▶ [RECORD SET]:
────────────────────
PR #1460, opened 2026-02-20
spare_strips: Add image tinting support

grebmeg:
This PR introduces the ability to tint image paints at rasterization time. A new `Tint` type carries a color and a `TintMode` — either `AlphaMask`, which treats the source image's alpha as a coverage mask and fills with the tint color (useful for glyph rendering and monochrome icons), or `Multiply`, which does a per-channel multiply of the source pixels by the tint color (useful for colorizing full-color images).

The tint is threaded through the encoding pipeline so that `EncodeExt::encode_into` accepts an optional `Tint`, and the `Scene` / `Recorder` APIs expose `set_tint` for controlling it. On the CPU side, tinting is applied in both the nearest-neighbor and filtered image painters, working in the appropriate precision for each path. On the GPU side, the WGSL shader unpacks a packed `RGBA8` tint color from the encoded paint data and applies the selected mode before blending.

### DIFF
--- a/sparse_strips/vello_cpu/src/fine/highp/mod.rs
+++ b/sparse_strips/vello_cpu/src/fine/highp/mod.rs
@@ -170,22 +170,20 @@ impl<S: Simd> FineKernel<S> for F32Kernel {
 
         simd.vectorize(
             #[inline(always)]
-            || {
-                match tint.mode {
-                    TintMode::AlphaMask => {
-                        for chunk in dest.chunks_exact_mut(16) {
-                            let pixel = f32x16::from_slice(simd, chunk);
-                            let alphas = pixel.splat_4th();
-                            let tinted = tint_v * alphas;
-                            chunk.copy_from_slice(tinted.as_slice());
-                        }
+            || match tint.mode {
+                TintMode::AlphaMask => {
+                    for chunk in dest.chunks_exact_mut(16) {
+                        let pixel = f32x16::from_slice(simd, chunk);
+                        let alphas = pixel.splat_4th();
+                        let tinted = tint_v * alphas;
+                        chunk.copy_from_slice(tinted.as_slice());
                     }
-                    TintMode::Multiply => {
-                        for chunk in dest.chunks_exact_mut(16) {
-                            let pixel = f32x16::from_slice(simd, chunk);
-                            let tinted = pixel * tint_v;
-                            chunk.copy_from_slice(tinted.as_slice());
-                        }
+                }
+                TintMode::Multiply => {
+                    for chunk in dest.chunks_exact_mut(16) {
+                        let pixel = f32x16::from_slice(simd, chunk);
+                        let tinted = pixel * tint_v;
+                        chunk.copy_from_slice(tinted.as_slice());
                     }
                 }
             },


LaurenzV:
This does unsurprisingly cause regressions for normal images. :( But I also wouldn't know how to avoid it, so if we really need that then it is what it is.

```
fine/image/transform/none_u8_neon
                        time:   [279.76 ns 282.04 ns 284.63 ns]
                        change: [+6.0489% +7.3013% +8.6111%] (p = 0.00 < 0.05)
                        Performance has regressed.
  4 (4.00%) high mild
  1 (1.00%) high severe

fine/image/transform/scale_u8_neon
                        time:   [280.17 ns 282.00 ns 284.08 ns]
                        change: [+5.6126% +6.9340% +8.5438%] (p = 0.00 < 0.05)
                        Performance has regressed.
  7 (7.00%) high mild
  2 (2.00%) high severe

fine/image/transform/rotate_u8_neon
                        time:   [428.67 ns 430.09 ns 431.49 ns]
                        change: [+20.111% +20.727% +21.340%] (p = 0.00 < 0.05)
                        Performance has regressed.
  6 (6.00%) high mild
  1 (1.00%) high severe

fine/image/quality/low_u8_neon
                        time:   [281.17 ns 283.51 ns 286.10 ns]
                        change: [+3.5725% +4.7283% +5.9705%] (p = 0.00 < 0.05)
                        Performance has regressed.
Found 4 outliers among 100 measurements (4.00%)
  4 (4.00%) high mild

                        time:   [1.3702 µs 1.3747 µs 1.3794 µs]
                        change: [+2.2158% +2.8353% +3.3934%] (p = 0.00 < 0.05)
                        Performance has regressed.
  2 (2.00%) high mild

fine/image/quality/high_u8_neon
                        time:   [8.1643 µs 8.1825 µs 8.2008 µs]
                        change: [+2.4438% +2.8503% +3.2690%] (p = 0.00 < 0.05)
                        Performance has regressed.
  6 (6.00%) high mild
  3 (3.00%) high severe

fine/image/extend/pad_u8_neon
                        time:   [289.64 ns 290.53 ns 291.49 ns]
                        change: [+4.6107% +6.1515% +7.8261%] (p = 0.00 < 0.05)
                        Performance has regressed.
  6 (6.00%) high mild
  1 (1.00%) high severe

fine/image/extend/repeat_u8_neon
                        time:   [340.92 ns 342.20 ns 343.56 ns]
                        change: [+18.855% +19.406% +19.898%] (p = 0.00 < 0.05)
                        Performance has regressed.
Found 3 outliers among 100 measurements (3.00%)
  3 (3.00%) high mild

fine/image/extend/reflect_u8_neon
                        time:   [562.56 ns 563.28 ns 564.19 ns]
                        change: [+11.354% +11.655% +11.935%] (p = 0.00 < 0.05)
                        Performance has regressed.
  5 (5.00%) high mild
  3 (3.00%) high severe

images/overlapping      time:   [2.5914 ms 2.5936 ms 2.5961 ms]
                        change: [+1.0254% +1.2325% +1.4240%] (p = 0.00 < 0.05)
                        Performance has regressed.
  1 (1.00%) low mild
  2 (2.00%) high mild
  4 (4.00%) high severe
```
────────────────────
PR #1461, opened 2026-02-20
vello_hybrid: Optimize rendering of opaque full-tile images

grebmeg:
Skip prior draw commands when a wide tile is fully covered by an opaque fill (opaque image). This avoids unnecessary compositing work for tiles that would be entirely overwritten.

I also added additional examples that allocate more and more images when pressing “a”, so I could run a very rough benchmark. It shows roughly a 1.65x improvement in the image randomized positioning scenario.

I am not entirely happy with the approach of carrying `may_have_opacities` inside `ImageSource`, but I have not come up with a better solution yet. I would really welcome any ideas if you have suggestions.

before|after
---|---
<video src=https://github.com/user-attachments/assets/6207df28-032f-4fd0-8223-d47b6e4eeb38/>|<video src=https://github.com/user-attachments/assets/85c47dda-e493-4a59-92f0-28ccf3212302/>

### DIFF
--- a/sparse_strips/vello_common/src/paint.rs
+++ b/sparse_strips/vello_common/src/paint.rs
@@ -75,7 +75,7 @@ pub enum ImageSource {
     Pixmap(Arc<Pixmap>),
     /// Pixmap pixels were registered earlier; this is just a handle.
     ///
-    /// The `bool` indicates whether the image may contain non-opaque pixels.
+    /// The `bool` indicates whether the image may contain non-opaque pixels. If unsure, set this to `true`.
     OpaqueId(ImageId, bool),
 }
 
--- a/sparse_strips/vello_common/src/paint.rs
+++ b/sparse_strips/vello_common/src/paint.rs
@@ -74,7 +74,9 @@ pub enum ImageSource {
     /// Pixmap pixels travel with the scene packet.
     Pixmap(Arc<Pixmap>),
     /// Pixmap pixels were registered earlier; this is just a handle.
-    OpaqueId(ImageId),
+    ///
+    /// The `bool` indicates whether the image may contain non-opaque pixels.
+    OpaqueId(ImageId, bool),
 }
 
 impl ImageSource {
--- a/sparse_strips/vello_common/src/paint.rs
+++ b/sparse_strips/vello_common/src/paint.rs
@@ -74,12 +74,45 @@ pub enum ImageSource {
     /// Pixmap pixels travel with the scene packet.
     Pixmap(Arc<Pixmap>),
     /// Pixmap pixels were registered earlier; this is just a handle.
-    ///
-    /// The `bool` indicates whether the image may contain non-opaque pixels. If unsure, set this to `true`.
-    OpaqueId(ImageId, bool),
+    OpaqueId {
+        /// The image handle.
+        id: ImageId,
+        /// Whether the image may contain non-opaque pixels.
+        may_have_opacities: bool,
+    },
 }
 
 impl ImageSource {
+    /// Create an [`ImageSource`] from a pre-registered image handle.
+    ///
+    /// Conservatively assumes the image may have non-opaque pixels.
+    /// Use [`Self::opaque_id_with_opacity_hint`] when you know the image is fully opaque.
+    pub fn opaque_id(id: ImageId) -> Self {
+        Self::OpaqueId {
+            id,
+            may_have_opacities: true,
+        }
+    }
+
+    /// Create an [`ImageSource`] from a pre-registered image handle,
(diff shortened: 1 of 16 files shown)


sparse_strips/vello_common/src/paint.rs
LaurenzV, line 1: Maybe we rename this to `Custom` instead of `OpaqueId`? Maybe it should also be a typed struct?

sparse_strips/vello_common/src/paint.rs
────────────────────
▶ [WHAT TO DO]:
Of the lines above, retype only those from the line containing "-74,12 +74,45 @@" through the line containing "LaurenzV, line 1: Maybe", including both, exactly.

▶ [ANSWER TO THIS PROBLEM]:
@@ -74,12 +74,45 @@ pub enum ImageSource {
     /// Pixmap pixels travel with the scene packet.
     Pixmap(Arc<Pixmap>),
     /// Pixmap pixels were registered earlier; this is just a handle.
-    ///
-    /// The `bool` indicates whether the image may contain non-opaque pixels. If unsure, set this to `true`.
-    OpaqueId(ImageId, bool),
+    OpaqueId {
+        /// The image handle.
+        id: ImageId,
+        /// Whether the image may contain non-opaque pixels.
+        may_have_opacities: bool,
+    },
 }
 
 impl ImageSource {
+    /// Create an [`ImageSource`] from a pre-registered image handle.
+    ///
+    /// Conservatively assumes the image may have non-opaque pixels.
+    /// Use [`Self::opaque_id_with_opacity_hint`] when you know the image is fully opaque.
+    pub fn opaque_id(id: ImageId) -> Self {
+        Self::OpaqueId {
+            id,
+            may_have_opacities: true,
+        }
+    }
+
+    /// Create an [`ImageSource`] from a pre-registered image handle,
(diff shortened: 1 of 16 files shown)


sparse_strips/vello_common/src/paint.rs
LaurenzV, line 1: Maybe we rename this to `Custom` instead of `OpaqueId`? Maybe it should also be a typed struct?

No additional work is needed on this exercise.